Paralysé par des institutions entièrement contrôlées par le FCC, Félix Tshisekedi cherche, en automne, à se débarrasser de son encombrant partenaire. Si le président fait mine de découvrir aujourd’hui qu’il ne s’entend plus avec son allié et que celui-ci lui met des bâtons dans les roues, Félix Tshisekedi semble avoir enfin trouvé la solution. Dans un discours à la Nation millimétré, le chef de l’État a sorti de sa poche la formule magique que tout responsable politique congolais dégaine en cas de difficultés : la « consultation nationale », que l’on appelle en fonction des circonstances, « concertation », ou « dialogue ». Il s’impose de renverser le rapport de force, pour créer une « union sacrée » et un nouveau partenariat gouvernemental. Pendant plusieurs semaines, le président consulte.

UN « NEW DEAL » AVEC KABILA

Cela dit, la marge de manœuvre du président s’avère mince.
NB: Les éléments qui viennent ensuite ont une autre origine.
PR #4061, opened 2023-10-31
Handle index/source not found and timeout/transport errors

guilload:
### Description
- Split `GetOrCreateOpenShardsReponse` into `successes` and `failures` to keep track of indexes/sources not found
- Remove leaders from ingester pool on transport error

### How was this PR tested?
- Added unit tests
- Tested locally

### DIFF
--- a/quickwit/quickwit-ingest/src/ingest_v2/workbench.rs
+++ b/quickwit/quickwit-ingest/src/ingest_v2/workbench.rs
@@ -19,7 +19,10 @@
 
 use std::collections::HashMap;
 
-use quickwit_proto::ingest::ingester::{PersistFailure, PersistSuccess};
+use quickwit_proto::control_plane::{
+    GetOrCreateOpenShardsFailure, GetOrCreateOpenShardsFailureReason,
+};
+use quickwit_proto::ingest::ingester::{PersistFailure, PersistFailureReason, PersistSuccess};
 use quickwit_proto::ingest::router::{
     IngestFailure, IngestFailureReason, IngestResponseV2, IngestSubrequest, IngestSuccess,
 };
@@ -29,14 +32,19 @@ use tracing::warn;
 
 /// A helper struct for managing the state of the subrequests of an ingest request during multiple
 /// persist attempts.
+#[derive(Default)]
 pub(super) struct IngestWorkbench {
-    subworkbenches: HashMap<SubrequestId, IngestSubworkbench>,
-    num_successes: usize,
+    pub subworkbenches: HashMap<SubrequestId, IngestSubworkbench>,
+    pub num_successes: usize,
+    /// The number of batch persist attempts. This is not sum of the number of attempts for each
+    /// subrequest.
+    pub num_attempts: usize,
+    pub max_num_attempts: usize,
 }
 
 impl IngestWorkbench {
-    pub fn new(subrequests: Vec<IngestSubrequest>) -> Self {
-        let subworkbenches = subrequests
+    pub fn new(ingest_subrequests: Vec<IngestSubrequest>, max_num_attempts: usize) -> Self {
+        let subworkbenches: HashMap<SubrequestId, IngestSubworkbench> = ingest_subrequests
             .into_iter()
             .map(|subrequest| {
                 (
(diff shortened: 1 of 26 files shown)


quickwit/quickwit-proto/protos/quickwit/control_plane.proto
```diff
@@ -80,13 +81,27 @@ message ClosedShards {
...
-    repeated quickwit.ingest.Shard open_shards = 3;
+message GetOrCreateOpenShardsSuccess {
+  uint32 subrequest_id = 1;
+  string index_uid = 2;
+  string source_id = 3;
+  repeated quickwit.ingest.Shard open_shards = 4;
+}
+
+enum GetOrCreateOpenShardsFailureReason {
+  GET_OR_CREATE_OPEN_SHARDS_FAILURE_REASON_UNSPECIFIED = 0;
```
fulmicoton, line 97: Hmm. Repeating the prefix might not be useful here? 
When dealing with enum in rust, we rarely `use GetOrCreateOpneShardsFailureReason::*;`
What do you think?

quickwit/quickwit-proto/protos/quickwit/metastore.proto
```diff
@@ -263,22 +263,24 @@ message OpenShardsRequest {
 }
 
 message OpenShardsSubrequest {
-    string index_uid = 1;
-    string source_id = 2;
-    string leader_id = 3;
-    optional string follower_id = 4;
-    uint64 next_shard_id = 5;
+  uint32 subrequest_id = 1;
```
fulmicoton, line 266: weird indentation?

quickwit/quickwit-proto/protos/quickwit/control_plane.proto
fulmicoton: on further thoughts that's specific to rust and your naming is the right one.

quickwit/quickwit-ingest/src/ingest_v2/workbench.rs
```diff
@@ -29,14 +32,17 @@ use tracing::warn;
...
 /// A helper struct for managing the state of the subrequests of an ingest request during multiple
 /// persist attempts.
+#[derive(Default)]
 pub(super) struct IngestWorkbench {
-    subworkbenches: HashMap<SubrequestId, IngestSubworkbench>,
-    num_successes: usize,
+    pub subworkbenches: HashMap<SubrequestId, IngestSubworkbench>,
+    pub num_successes: usize,
+    pub num_attempts: usize,
+    pub max_num_attempts: usize,
```
fulmicoton, line 40: Can we add a comment explaining this si an overall number of attempts. Not a per sub request number.

quickwit/quickwit-ingest/src/ingest_v2/workbench.rs
```diff
@@ -48,22 +54,77 @@ impl IngestWorkbench {
...
+        else {
+            warn!(
+                "could not find subrequest `{}` in workbench",
+                open_shards_failure.subrequest_id
+            );
+            return;
+        };
+        subworkbench.num_attempts += 1;
+
+        let last_failure_opt = match open_shards_failure.reason() {
```
fulmicoton, line 109:
```suggestion
        // Some failure are not retryable. In that case we record them
        // as the last failure reason and the associated subrequest will be ignore by the retry process.
        let last_failure_opt = match open_shards_failure.reason() {
```

quickwit/quickwit-ingest/src/ingest_v2/workbench.rs
```diff
@@ -48,22 +54,77 @@ impl IngestWorkbench {
...
+            }
+            GetOrCreateOpenShardsFailureReason::SourceNotFound => {
+                Some(SubworkbenchFailure::SourceNotFound)
+            }
+            GetOrCreateOpenShardsFailureReason::Unspecified => {
+                warn!(
+                    "failure reason for subrequest `{}` is unspecified",
+                    open_shards_failure.subrequest_id
+                );
+                None
```
fulmicoton, line 121: I don't understand why we record `None` here. 
We seem to have logic to different retryable (you called that transient) from non retryable errors.

Could we reserve `None` to we have never received a failure yet?

fulmicoton (approved):

quickwit/quickwit-proto/protos/quickwit/control_plane.proto
guilload: Discussed offline.

The [best practice for Protobuf](https://protobuf.dev/programming-guides/dos-donts/#unspecified-enum) enums is to reuse the name of the enum as a prefix for the variant and always have `FOO_UNSPECIFIED` for the `0` tag.

Prost does the right when code-generating the corresponding Rust enums and strips the common prefix.

PR #4083, opened 2023-11-06
Exposing the node capacity via chitchat

fulmicoton:


quickwit/quickwit-config/src/node_config/mod.rs
```diff
@@ -55,6 +55,8 @@ pub struct IndexerConfig {
     pub enable_otlp_endpoint: bool,
     #[serde(default = "IndexerConfig::default_enable_cooperative_indexing")]
     pub enable_cooperative_indexing: bool,
+    #[serde(default = "IndexerConfig::default_capacity")]
+    pub capacity: u32,
```
guilload, line 59: I think `capacity` is too ambiguous. Also, I'd rather expose our users to the pipeline concept as little as possible. I think we should ask our users how many CPUs they want to allocate to their indexers, and we infer how many pipelines we can pack from there. With that in mind, `cpu_capacity` is probably what we want.

https://kubernetes.io/docs/concepts/configuration/manage-resources-containers/#resource-units-in-kubernetes

fulmicoton: You are right. I introduced a CpuCapacity. We can now configure it either as a string "1000m" or as a float. (1.0)

quickwit/quickwit-proto/src/indexing/mod.rs
```diff
@@ -209,13 +210,146 @@ impl TryFrom<&str> for IndexingTask {
...
+        let milli_cpus: u32 = milli_cpus_without_unit_str
+            .parse::<u32>()
+            .map_err(|_err| format!("invalid cpu capacity: `{cpu_capacity_str}`."))?;
+        Ok(CpuCapacity(milli_cpus))
+    }
+}
+
+impl From<CpuCapacity> for CpuCapacityForSerialization {
+    fn from(cpu_capacity: CpuCapacity) -> CpuCapacityForSerialization {
+        CpuCapacityForSerialization::MilliCpuWithUnit(format!("{}m", cpu_capacity.0))
```
guilload, line 352: I know it's tested in `quickwit-config`, but this could be tested in this file directly.

guilload (approved):
nit: `CpuCapacity` is also sometimes used for measuring a load or a threshold. It might be better to use `CpuUnits` for the type, and let the variable names tell us whether it's a capacity, load, etc.

quickwit/quickwit-proto/src/indexing/mod.rs
fulmicoton: adding tests

PR #4095, opened 2023-11-06
Honor `auto.offset.reset` parameter in Kafka source

guilload:
### Description
Previously, the source ignored the `auto.offset.reset` configuration parameter and always began consumption of a partition from the beginning. With this change, it now honors the client configuration. 

### How was this PR tested?
Added test

### DIFF
--- a/docs/configuration/source-config.md
+++ b/docs/configuration/source-config.md
@@ -64,11 +64,14 @@ The Kafka source consumes a `topic` using the client library [librdkafka](https:
 - `bootstrap.servers`
 Comma-separated list of host and port pairs that are the addresses of a subset of the Kafka brokers in the Kafka cluster.
 
+- `auto.offset.reset`
+Defines the behavior of the source when consuming a partition for which there is no initial offset saved in the checkpoint. `earliest` consumes from the beginning of the partition, whereas `latest` (default) consumes from the end.
+
 - `enable.auto.commit`
 The Kafka source manages commit offsets manually using the [checkpoint API](../overview/concepts/indexing.md#checkpoint) and disables auto-commit.
 
 - `group.id`
-Kafka-based distributed indexing relies on consumer groups. Unless overridden in the client parameters, the default group ID assigned to each consumer managed by the source is `quickwit-{index_uid}-{source_id}`
+Kafka-based distributed indexing relies on consumer groups. Unless overridden in the client parameters, the default group ID assigned to each consumer managed by the source is `quickwit-{index_uid}-{source_id}`.
 
 - `max.poll.interval.ms`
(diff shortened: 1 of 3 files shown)


docs/configuration/source-config.md
```diff
@@ -64,11 +64,14 @@ The Kafka source consumes a `topic` using the client library [librdkafka](https:
 - `bootstrap.servers`
 Comma-separated list of host and port pairs that are the addresses of a subset of the Kafka brokers in the Kafka cluster.
 
+- `auto.offset.reset`
```
fmassot, line 67: @tuziben new parameter for the Kafka source.

guilload: This is not a Quickwit-specific parameter but a Kafka one that you can pass to the client, via the `client_params` property. For instance:

```yaml
version: 0.6
source_id: my-kafka-source
source_type: kafka
params:
  topic: my-topic
  client_params:
    auto.offset.reset: earliest
    bootstrap.servers: localhost:9092
    security.protocol: SSL
```

docs/configuration/source-config.md
```diff
@@ -64,11 +64,14 @@ The Kafka source consumes a `topic` using the client library [librdkafka](https:
...
+Defines the behavior of the source when consuming a partition for which there is no initial offset saved in the checkpoint. `earliest` consumes from the beginning of the partition, whereas `latest` (default) consumes from the end.
```
fmassot, line 68: using the `latest` by default is probably the safest value, but it might surprise some users.

quickwit/quickwit-indexing/src/source/kafka_source.rs
```diff
@@ -148,39 +148,43 @@ impl ConsumerContext for RdKafkaContext {
...
-                    .expect("Failed to find partition in assignment. This should never happen! Please, report on https://github.com/quickwit-oss/quickwit/issues.");
-                partition
-                    .set_offset(offset)
-                    .expect("Failed to convert `Offset` to `i64`. This should never happen! Please, report on https://github.com/quickwit-oss/quickwit/issues.");
+            for (partition_id, offset) in assignment {
+                let Some(mut partition) = tpl.find_partition(&self.topic, partition_id) else {
+                    warn!("partition `{partition_id}` not found in assignment");
+                    continue;
+                };
+                if let Err(error) = partition.set_offset(offset) {
```
fmassot, line 182: shouldn't we abort if there is an error on set_offset? (just a question, I don't know which kind of error we get from this call)

docs/configuration/source-config.md
fmassot: pinging @jeromegn so he won't be surprised of this change.

fmassot (approved):

PR #4104, opened 2023-11-09
Shorten overly verbose debug log

rdettai:
### Description

The "Merged leaf search response." log can get out of hand as it prints the entire response, including some binary vectors. This change keeps only some high level info about the respone.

Avec ses 341 députés sur 500, le FCC devrait rester maître de l’Assemblée nationale, même si la plateforme CACH de Félix Tshisekedi réussit à rallier quelques députés Lamuka, et des débauchés du FCC et de l’AFDC de Modeste Bahati. Le compte ne s’y trouvera sans doute pas. À défaut, Félix Tshisekedi pourra peut-être renégocier son « partenariat » avec le FCC, à la faveur d’un nouveau gouvernement. Mais les consultations nationales de Félix Tshisekedi scindent plus qu’elles ne fédèrent, notamment au sein de l’opposition. Difficile dans ces conditions de convoquer de nouvelles élections, alors que la CENI reste pour l’instant proche de Joseph Kabila, et sans président. Un « new deal » avec Joseph Kabila constitue sans doute le seul espoir de Félix Tshisekedi pour augmenter sa marge de manœuvre, et éviter de trop décevoir les Congolais en 2021. Si Joseph Kabila se fait parfois bousculer par Félix Tshisekedi dans cette guerre de tranchées institutionnelle, l’ancien président n’en demeure pas moins le maître des horloges.